[ABOUT THIS EXERCISE]: Please return every line from the entries that has the string "swapping" in it.

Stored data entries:

PR #1539, opened 2017-10-22
Keyword swap changes

### LINKED ISSUE #1361: Keyword swapping when using OCaml libraries leads to nonsensical results
Reason's approach of swapping keywords (`switch` <-> `match`, `pub` <-> `method`) can lead to some confusing results when using libraries written in OCaml.

A bad example is the zeromq bindings for OCaml which expose a `pub` value in reference to the pub socket in a pub/sub messaging duo.  `pub` is a keyword in Reason so this value gets translated to `method` which is confusing and undiscoverable to someone who isn't familiar with the details of this keyword swapping.

The relevant interface for the zeromq binding is here: https://github.com/issuu/ocaml-zmq/blob/1867f6a151356f9330e7f7720e7c732a5c1a1b36/src/ZMQ.mli#L35

```ocaml
(* Create a pub/sub socket pair *)
let pub = ZMQ.Socket.create ctx ZMQ.Socket.pub in
let sub = ZMQ.Socket.create ctx ZMQ.Socket.sub in
...
```
becomes
```reason
let method = ZMQ.Socket.create ctx ZMQ.Socket.method;
let sub = ZMQ.Socket.create ctx ZMQ.Socket.sub;
...
```
I've run into this keyword swapping issue a few times but this was by far the most confusing.

Would it be possible to do something less invasive like add a suffix `_` to names from OCaml which are keyword in Reason?

hcarty:
Fixes #1361 -- with the exception that it doesn't update any tests yet and has received minimal testing aside from some quick checks:
```
$ echo 'let pub = 5' | ./refmt_impl.native --parse=ml --print=re
let pub_ = 5;
$ echo 'let pub_ = 5' | ./refmt_impl.native --parse=re --print=ml
let pub = 5
```

### DIFF
--- a/src/syntax_util.ml
+++ b/src/syntax_util.ml
@@ -137,34 +137,88 @@ let syntax_error_extension_node loc message =
  in
  (str, payload)
 
-(** What does this do? Here's an example: Reason code uses `!` for logical not,
-  while ocaml uses `not`. So, for converting between reason and ocaml syntax,
-  ocaml `not` converts to `!`, reason `!` converts to `not`. This table is
-  used later on to do the actual swapping. 
+(** Check to see if the string `s` is made up of `keyword` and zero or more
+    trailing `_` characters. *)
+let potentially_conflicts_with ~keyword s =
+  let s_length = String.length s in
+  let keyword_length = String.length keyword in
+  (* It can't be a match if s is shorter than keyword *)
+  s_length >= keyword_length && (
+    try
+      (* Ensure s starts with keyword... *)
+      for i = 0 to keyword_length - 1 do
+        if keyword.[i] <> s.[i] then raise Exit;
+      done;
+      (* ...and contains nothing else except trailing _ characters *)
+      for i = keyword_length to s_length - 1 do
+        if s.[i] <> '_' then raise Exit;
+      done;
+      (* If we've made it this far there's a potential conflict *)
+      true
+    with
+    | Exit -> false
+  )
 
-  The drawback of this technique is that if you're using an identifier such as
-  `pub` in the ocaml file Foo.ml (say, let pub = 5), for a piece of Reason code
-  to interop with it, said code needs to write `Foo.method` (because of the
-  method <-> pub keyword swap). This is pretty dumb...
+(** Add/remove an appropriate suffix when mangling potential keywords *)
+let string_add_suffix x = x ^ "_"
+let string_drop_suffix x = String.sub x 0 (String.length x - 1)
+
+(** What do these *_swap functions do? Here's an example: Reason code uses `!`
+    for logical not, while ocaml uses `not`. So, for converting between reason
+    and ocaml syntax, ocaml `not` converts to `!`, reason `!` converts to
+    `not`.
+
+    In more complicated cases where a keyword exists in one syntax but not the
+    other these functions translate any potentially conflicting identifier into
+    the same identifier with a suffix attached, or remove the suffix when
+    converting back.
 *)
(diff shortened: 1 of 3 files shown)


hcarty:
Does this seems like a reasonable approach?  I don't have node setup locally so I can't do much in the way of thorough testing until I fix that as it looks like `make test` requires node now.

It would be REALLY nice to have this or an equivalent in before the big release, if that's at all possible.

src/syntax_util.ml
```diff
@@ -137,34 +137,68 @@ let syntax_error_extension_node loc message =
  in
  (str, payload)
 
+let string_prefix ~prefix s =
```
jordwalke: This could use a comment explaining what `string_prefix` does.

hcarty:
And there are bad bugs in the `string_prefix` function which I'll fix as soon as I'm in front of a computer again.

src/syntax_util.ml
jordwalke: And could it ever be the case that `s` is smaller in length than `prefix` (causing runtime error)? For example, an identifier such as `"matc"`. Do you want to do something like:

```
let matched = ref true in
   let n = String.length prefix in
   if String.length s >= n then
     for i = 0 to n - 1 do
       matched := !matched && prefix.[i] = s.[i]
     done;
     !matched
  else
    false
```

hcarty: Yeah - sorry about that! That's the bug I left a comment about. I realized I hadn't handled that case just after I turned off my computer.

This could also short-circuit by raising and immediately catching an exception when a character doesn't match.

I'll fix these issues and add some comments when I'm in front of a computer again, hopefully tomorrow.

hcarty: Thanks for taking the time to review!

hcarty:
Bug fixes, better function names, more comments, short-circuiting and rebased.  This should be in a much better state now.

As @jordwalke noted, the previous version would fail badly if the identifier was shorter than the prefix being tested against.  That should be fixed now.

A more subtle but still quite bad bug was that the `_` suffix meddling was applied for _any_ identifier starting with a keyword.  So both `pub` and `publish` would have been modified when translating between syntaxes even though `publish` does not have a conflict.  This has been fixed so that only keywords with zero or more `_` trailing characters are affected by the name substitution.

hcarty:
Updated tests which aren't run with node.

src/syntax_util.ml
```diff
@@ -137,34 +137,88 @@ let syntax_error_extension_node loc message =
...
+  | "!=" -> "<>"
+  | "!==" -> "!="
+  | x when (
+    potentially_conflicts_with ~keyword:"match" x
+    || potentially_conflicts_with ~keyword:"method" x
+    || potentially_conflicts_with ~keyword:"private" x) -> string_add_suffix x
+  | x when (
+    potentially_conflicts_with ~keyword:"switch_" x
+    || potentially_conflicts_with ~keyword:"pub_" x
+    || potentially_conflicts_with ~keyword:"pri_" x) -> string_drop_suffix x
```
chenglou: This is doing quite a few checks. Shouldn't it be calculated once then have the result pattern-matched on, in a nested match?

hcarty: There are a lot of checks there.  What do you mean by calculated once?

chenglou:
Tested and works. I'll put up some more comments and better tests. The current ones aren't indicative anymore.

Thanks!

jordwalke:
Thanks everyone!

[RESPONSE]:
### LINKED ISSUE #1361: Keyword swapping when using OCaml libraries leads to nonsensical results
Reason's approach of swapping keywords (`switch` <-> `match`, `pub` <-> `method`) can lead to some confusing results when using libraries written in OCaml.
A bad example is the zeromq bindings for OCaml which expose a `pub` value in reference to the pub socket in a pub/sub messaging duo.  `pub` is a keyword in Reason so this value gets translated to `method` which is confusing and undiscoverable to someone who isn't familiar with the details of this keyword swapping.
I've run into this keyword swapping issue a few times but this was by far the most confusing.
-  used later on to do the actual swapping. 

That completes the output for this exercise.